Thursday, May 05, 2005

Smoking Bans -- A case of "What is seen and what is unseen"

Posted by Craig Westover | 3:24 PM |  

WARNING: This post contains explicit economic theory and is recommended for a mature audience. Some cognitive dissonance may not be appropriate for smoking ban proponents. Intellectual discretion is advised.


Those that frequently read this blog know that I am a big fan of Henry Hazlitt’s "Economics in One Lesson" and the 19th century French economist Frederic Bastiat on whose theory of “what is seen and what is not seen” much of Hazlitts’s book is based. The validity of Bastiat’s theory is no where more evident than in the aftermath of Twin Cities area smoking bans.

What Bastiat writes of economists can also be said of do-gooders that would influence public policy without regard for ALL the consequences of its implementation.

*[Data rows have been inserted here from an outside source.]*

PR #367, opened 2023-07-05
Proxy address reuse and expiry

ylavic:


modules/proxy/mod_proxy.h
```diff
@@ -755,12 +765,13 @@ typedef __declspec(dllimport) const char *
 /* Connection pool API */
 /**
  * Return the user-land, UDS aware worker name
- * @param p        memory pool used for displaying worker name
+ * @param unused   memory pool unused
  * @param worker   the worker
  * @return         name
+ * @note Even though the returned name is non constant char*, the string
+ *       it points to is shared and should *not* be modified by the caller!
  */
```
rpluem, line 774: How are the above changes related?

modules/proxy/mod_proxy_ftp.c
```diff
@@ -1176,23 +1126,34 @@ static int proxy_ftp_handler(request_rec *r, proxy_worker *worker,
...
     }
 
+    /*
+     * get all the possible IP addresses for the destname and loop through
+     * them until we get a successful connection
+     */
+    err = ap_proxy_determine_address("FTP", backend, connectname, connectport,
+                                     r, r->server);
+    if (APR_SUCCESS != err) {
+        proxy_ftp_cleanup(r, backend);
```
rpluem: Why only `proxy_ftp_cleanup` and not `ftp_proxyerror` with  a  `DNS lookup failure for:` error message?

modules/proxy/mod_proxy.c
```diff
@@ -227,6 +227,18 @@ static const char *set_worker_param(apr_pool_t *p,
...
+         */
+        char *endptr;
+        long ttl = strtol(val, &endptr, 10);
+        if (endptr == val || *endptr || ttl < -1L || ttl > APR_INT32_MAX) {
+            return "AddressTTL must be a number between -1 and "
+                    APR_STRINGIFY(APR_INT32_MAX);
+        }
+        worker->s->address_ttl = apr_time_from_sec(ttl);
+        worker->s->address_ttl_set = 1;
+    }
```
rpluem, line 247: Why not using `ap_timeout_parameter_parse`?

modules/proxy/mod_proxy_balancer.c
```diff
@@ -142,20 +142,18 @@ static int proxy_balancer_canon(request_rec *r, char *url)
     return OK;
 }
 
-static void init_balancer_members(apr_pool_t *p, server_rec *s,
-                                 proxy_balancer *balancer)
+static void init_balancer_members(proxy_balancer *balancer,
+                                  server_rec *s, apr_pool_t *p)
```
rpluem, line 146: Why changing the order of parameters?

modules/proxy/proxy_util.c
```diff
@@ -1492,92 +1515,168 @@ static void socket_cleanup(proxy_conn_rec *conn)
...
+             || worker->s->disablereuse) {
         socket_cleanup(conn);
         conn->close = 0;
     }
     else if (conn->is_ssl) {
-        /* Unbind/reset the SSL connection dir config (sslconn->dc) from
-         * r->per_dir_config, r will likely get destroyed before this proxy
-         * conn is reused.
+        /* The current ssl section/dir config of the conn is not necessarily
+         * the one it will be reused for, so while the conn is in the reslit
```
rpluem:
```suggestion
         * the one it will be reused for, so while the conn is in the reslist
```

modules/proxy/proxy_util.c
```diff
@@ -1684,14 +1765,11 @@ static apr_status_t connection_destructor(void *resource, void *params,
...
                                            proxy_worker *worker)
 {
-    if (!(*worker->s->uds_path) || !p) {
-        /* just in case */
-        return worker->s->name;
-    }
-    return apr_pstrcat(p, "unix:", worker->s->uds_path, "|", worker->s->name, NULL);
+    (void)unused;
+    return worker->uds_name ? (char *)worker->uds_name : worker->s->name;
 }
```
rpluem, line 1779: Why the above change?

modules/proxy/proxy_util.c
```diff
@@ -3544,12 +3823,10 @@ static int proxy_connection_create(const char *proxy_function,
          * the peer reset the connection already; ap_create_connection()
          * closed the socket
          */
-        ap_log_error(APLOG_MARK, APLOG_DEBUG, 0,
+        ap_log_error(APLOG_MARK, APLOG_ERR, 0,
                      s, APLOGNO(00960) "%s: an error occurred creating a "
                      "new connection to %pI (%s)", proxy_function,
                      backend_addr, conn->hostname);
-        /* XXX: Will be closed when proxy_conn is closed */
-        socket_cleanup(conn);
```
rpluem, line 3552: Why isn't this needed any longer?

modules/proxy/proxy_util.c
```diff
@@ -2620,6 +2697,248 @@ PROXY_DECLARE(int) ap_proxy_release_connection(const char *proxy_function,
...
+                apr_pool_t *pool = NULL;
+                apr_sockaddr_t *addr;
+
+                apr_pool_create(&pool, worker->cp->dns_pool);
+                rv = apr_sockaddr_info_get(&addr, hostname, APR_UNSPEC,
+                                           hostport, 0, pool);
+                if (rv != APR_SUCCESS) {
+                    PROXY_THREAD_UNLOCK(worker);
+                    apr_pool_destroy(pool);
+                    if (r && !s) {
```
rpluem: Is this the healthcheck worker case?

modules/proxy/proxy_util.c
```diff
@@ -2620,6 +2697,248 @@ PROXY_DECLARE(int) ap_proxy_release_connection(const char *proxy_function,
...
+        }
+
+        address = AP_VOLATILIZE_T(proxy_address *, worker->address);
+        if (!address
+            || conn->address != address
+            || apr_atomic_read32(&address->expiry) <= now) {
+            PROXY_THREAD_LOCK(worker);
+
+            /* Re-check under the mutex, things may have changed. */
+            address = worker->address;
```
rpluem: Why don't we need to use `AP_VOLATILIZE_T` here?

modules/proxy/proxy_util.c
```diff
@@ -2620,6 +2697,248 @@ PROXY_DECLARE(int) ap_proxy_release_connection(const char *proxy_function,
...
+                if (old_address) {
+                    proxy_address_dec(old_address);
+                }
+
+                address_changed = 1;
+            }
+
+            /* Update worker->cp->addr if it's not set (or reset) */
+            if (!AP_VOLATILIZE_T(apr_sockaddr_t *, worker->cp->addr)) {
+                worker->cp->addr = address->addr;
```
rpluem: How do we ensure it never expires even if it got reset in the meantime?

modules/proxy/mod_proxy.c
ylavic: This must be in seconds <= APR_INT32_MAX, but yes it could benefit from the "h" or "mi" suffixes still (but not "ms"..). I will use the below instead:
```
        /* Address TTL in seconds
         */
        apr_interval_time_t ttl;
        if (strcmp(val, "-1") == 0) {
            worker->s->address_ttl = -1;
        }
        else if (ap_timeout_parameter_parse(val, &ttl, "s") == APR_SUCCESS
                 && (ttl <= apr_time_from_sec(APR_INT32_MAX))
                 && (ttl % apr_time_from_sec(1)) == 0) {
            worker->s->address_ttl = ttl;
        }
        else {
            return "AddressTTL must be -1 or a number of seconds not "
                   "exceeding " APR_STRINGIFY(APR_INT32_MAX);
        }
        worker->s->address_ttl_set = 1;
```

modules/proxy/mod_proxy.h
ylavic: They are not :) As I said on dev@, I just happened to change them "by the way".
Only the first commit of this PR is really related actually.

modules/proxy/mod_proxy_balancer.c
ylavic: Yeah, I changed this interface several times, passing the `proxy_server_conf*` etc to finally coming back to the initial parameters. Like this it aligns with ap_proxy_initialize_balancer/worker(), so I went with it..

modules/proxy/mod_proxy_ftp.c
ylavic: Argh, yes, either that or use NULL instead of r->server in the ap_proxy_determine_address() call to get an APLOG_ERR from there.
I'll go with the latter if my explanation below on why `(r && !s)` is not too twisted :)

modules/proxy/proxy_util.c
ylavic: Thanks, will fix.

modules/proxy/proxy_util.c
ylavic: Well, it's not related, but not very wise either to race or leak on p here when we know the uds_name from the start.

I will not squash all the commits of this PR in the same svn commit (should this PR be fine) if that reassures you :)

modules/proxy/proxy_util.c
ylavic: It'd probably be consistent/clearer to do so, though worker->address can only change under the mutex and I don't think that the compiler is allowed to reorder this instruction much here since it's preceded by a barrier (mutex lock) and followed by a control/address dependency (the `&address->expiry`).

modules/proxy/proxy_util.c
ylavic: It's for when the user wants an ERR log (and some error details in r->notes) generated by ap_proxy_dermine_address() directly. In this PR, it applies to the calls in ap_proxy_determine_connection() and ftp (well I missed that one actually as you noticed above), while the calls in hcheck and ap_proxy_connect_backend() have no `r` so use `s` only.
So `(r && !s)` calls ap_proxyerror() (thus APLOG_ERR and notes), while `r` or `s` alone issue an APLOG_DEBUG only. Yeah I know it's not a pretty interface, but I didn't want/feel to use an explicit parameter for this, and it's in the dox! :p

modules/proxy/proxy_util.c
ylavic: The first address/DNS lookup will never expire because it has a refcount of 2, but if some (third party) module plays by resetting worker->cp->addr arbitrarily after the startup it will be set to the current address, which will expire when a new one is needed and the worker or last connection using it releases it.
I don't think it's ever been safe to reset worker->cp->addr, so we should be good?

modules/proxy/proxy_util.c
ylavic: Every caller of `ap_proxy_connection_create[_ex]()` should release/invalidate the connection on failure already, like with any other ap_proxy_ function taking a proxy_conn_rec which fails? We do this upstream already afaict.

modules/proxy/mod_proxy.c
ylavic: I should add that with this PR, address_ttl=0 disables address and connection reuse completely for the worker, while an explicit address_ttl=-1|>0 (where -1 is infinite) allows for address reuse regardless of enable/disablereuse (which then relates to connection/socket reuse only).
IOW, this new parameter allows to distinguish betwwen enable/disablereuse and is_address_reusable, still when is_address_reusable is zero (either explicitely or implicitely for the generic workers) both the addresses and connections are never reused, same when enablereuse=0 and address_ttl= is not set, but an explicit address_ttl= to something not zero will reuse addresses and in this case enable/disablereuse (default or set) will apply to connections/sockets only.
I thought it was something desirable..

modules/proxy/proxy_util.c
rpluem: Good point, but in order to be save shouldn't we do at least a `conn->close = 1` here in case the caller only releases the connection but forgets to update the `close` flag before? But I agree that the current consumers in our code do it properly.

modules/proxy/proxy_util.c
rpluem: My worry is that the compiler stored worker->address in a register when doing the assignment in line 2791 and reuse this value from the register after the lock. But this worry might be unfounded.

modules/proxy/proxy_util.c
rpluem: I agree that using setting `worker->cp->addr` to `NULL` as an indicator was not a good idea and given that this possibility is probably only available in one patch release of 2.4. I am personally happy to drop this. I only feel unsure if we could do it for formal reasons. But probably as long as no one complains we get away with it :-p.

modules/proxy/proxy_util.c
```diff
@@ -403,8 +419,12 @@ PROXY_DECLARE(char *)
     return NULL;
 }
 
-PROXY_DECLARE(int) ap_proxyerror(request_rec *r, int statuscode, const char *message)
+static int ap_proxyerror_ex(request_rec *r, int statuscode, const char *message,
```
rpluem: Is this the correct name for a `static` function? I think it should be either `proxyerror_core` (at least dropping the `ap_` prefix, the further part of the name I don't care that much) or we should make it part of the API and properly declare it via `PROXY_DECLARE` as non static function and add it to `mod_proxy.h`.

modules/proxy/proxy_util.c
ylavic: I don't think that the compiler is allowed to do that because it'd move an instruction from inside to outside the critical section, which is quite against the principle of critical sections. The compiler can move instructions from outside to inside, but not here either for `address` because it's used in the condition to access the CS (data and address dependency) and it's volatilized anyway to keep the instruction just before the condition.
But to be clear/consistent I'll change to use volatile access inside the CS too.

modules/proxy/proxy_util.c
ylavic: Fixed

modules/proxy/mod_proxy_ftp.c
ylavic: Fixed in [52126bf](https://github.com/apache/httpd/pull/367/commits/52126bff6facd33ca10f03401565a09aa182018a), using ftp_proxyerror() finally.

modules/proxy/mod_proxy.c
ylavic: Fixed in [8ad4da6](https://github.com/apache/httpd/pull/367/commits/8ad4da692850d480bf2fd85518485596872e1b3b)

modules/proxy/proxy_util.c
ylavic: Added [97ce1e9](https://github.com/apache/httpd/pull/367/commits/97ce1e996b29d8666ae6778ebe4e1feff0986650) to be consistent on how we close the socket on reuse failure.

modules/proxy/proxy_util.c
ylavic: Done in [8ad4da6](https://github.com/apache/httpd/pull/367/commits/8ad4da692850d480bf2fd85518485596872e1b3b)

modules/proxy/proxy_util.c
ylavic: Done in [8ad4da6](https://github.com/apache/httpd/pull/367/commits/8ad4da692850d480bf2fd85518485596872e1b3b)

modules/proxy/proxy_util.c
ylavic: I don't see where we do this in 2.4, it's trunk changes only for now and addressed by this PR so we should be good ;)

rpluem: My bad. Missed that it was never part of 2.4.x.

rpluem:
Let's go for it.

rpluem:
@ylavic : Do you care to commit to trunk?

rpluem:
@ylavic : Do you care to commit to trunk?

ylavic:
> Do you care to commit to trunk?

Yeah, sorry about the delay (quite busy times..).
I just pushed some more commits for what I could find (re-)reading the changes a few months later, the plan is to squash the many commits in bigger related ones with better commit messages (I'll do this locally) and then push that to trunk. Hopefully tonight..

ylavic:
The last commit ([176de10](https://github.com/apache/httpd/pull/367/commits/176de10e2bd63b7d3d025010a3f8f7072f487a29)) is to avoid expiring the current backend address forcibly and maybe spuriously if ap_proxy_connect_backend() fails on the existing address(es) for something else than some address(es) change. WDYT?

darmbrust:
Is there an easy way to figure out what version this patch landed in?  I see the docs for it are already advertised, but the docs don't say when it became a valid option.  I don't see it mentioned in the changelog.

Also, if I'm understanding this feature correctly, it will be a better solution to a problem folks have where load balancers rotate IPs:
https://serverfault.com/questions/870026/apache-honouring-the-dns-ttl-in-proxy-pass
The current suggestion is to disablereuse=On

Does this section of the workers doc need to be updated with this feature?
https://httpd.apache.org/docs/2.4/mod/mod_proxy.html#workers

Specifically:

**
DNS resolution for origin domains

DNS resolution happens when the socket to the origin domain is created for the first time. When connection reuse is enabled, each backend domain is resolved only once per child process, and cached for all further connections until the child is recycled. This information should to be considered while planning DNS maintenance tasks involving backend domains. Please also check ProxyPass parameters for more details about connection reuse. 
**

How does the above interact with this new feature?  Will it remove connections when at age address_ttl?  Or, will it take a failure on a connection, and then resolve dns if address_ttl is expired before creating a new connection?

rpluem:
> Is there an easy way to figure out what version this patch landed in? I see the docs for it are already advertised, but the docs don't say when it became a valid option. I don't see it mentioned in the changelog.

It will be part of the next 2.4.x release.

> 
> Also, if I'm understanding this feature correctly, it will be a better solution to a problem folks have where load balancers rotate IPs: https://serverfault.com/questions/870026/apache-honouring-the-dns-ttl-in-proxy-pass The current suggestion is to disablereuse=On
> 
> Does this section of the workers doc need to be updated with this feature? https://httpd.apache.org/docs/2.4/mod/mod_proxy.html#workers
> 
> Specifically:
> 
> ** DNS resolution for origin domains
> 
> DNS resolution happens when the socket to the origin domain is created for the first time. When connection reuse is enabled, each backend domain is resolved only once per child process, and cached for all further connections until the child is recycled. This information should to be considered while planning DNS maintenance tasks involving backend domains. Please also check ProxyPass parameters for more details about connection reuse. **
> 

This would need some update.

> How does the above interact with this new feature? Will it remove connections when at age address_ttl? Or, will it take a failure on a connection, and then resolve dns if address_ttl is expired before creating a new connection?

It will close connections when the TTL of the DNS entry is expired or if the the address changed in the meantime as another connection triggered a new lookup which resulted in a different address and recreate them.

There is only one difference between a bad economist and a good one: the bad economist confines himself to the visible effect; the good economist takes into account both the effect that can be seen and those effects that must be foreseen.
Case in point.

Today I received an email for a person who makes -- or rather made -- his living supplying tobacco-related products to bars and restaurants. The Twin Cites was his primary market, and today, business has completely disappeared. Like a good businessman, he sought new customers outside the metro area, but uncertainty about more local bans and a possible statewide smoking ban on bars and restaurants has killed any potential business there as well. He writes --


So I went to the Hennepin County Family Court Bldg. to file a Motion to modify/ temporarily cancel child support, and it occurred to me that all bar and restaurant owners managers need to remind their laid off employees who pay child support to do the same, if they don't have immediate prospects elsewhere.

I was told by family court workers an unusually high number of people have recently been doing the same due to the lost business in the hospitality industry, post-smoking ban. However, the family court division said they won't be compiling the numbers to provide to county commissioners or city council members.
Just a blip, one might argue, on the scale of the great good of banishing the menace of secondhand smoke from bars and restaurants, which is the “present good” that is visible today. What is not seen today, and either not foreseen or actively ignored by smoking ban proponents, is the myriad individuals like the e-mailer who through no fault of their own suddenly find themselves out of work and in many cases without prospects because of the smoking ban.

They have dependents that suffer collateral damage from their loss of employment as do the businesses they patronize. The affects ripple through the community unnoticed by non-smoking patrons that with a “that’s what welfare is for” attitude can now enjoy a smoke-free meal anywhere they want without the bother of those pesky property rights of business owners getting in the way.

And because theses souls are dispersed, unrelated by anything but the negative affect of the smoking ban on their livelihoods, they remain unseen by smoking ban proponents proclaiming the pleasantness of a smokeless bar.

Cut it any way you like, the smoking ban issue boils down to the evil of destroying the concepts of private property and freedom of choice for the convenience of those that would rent the power of government to subvert free choice in a free market.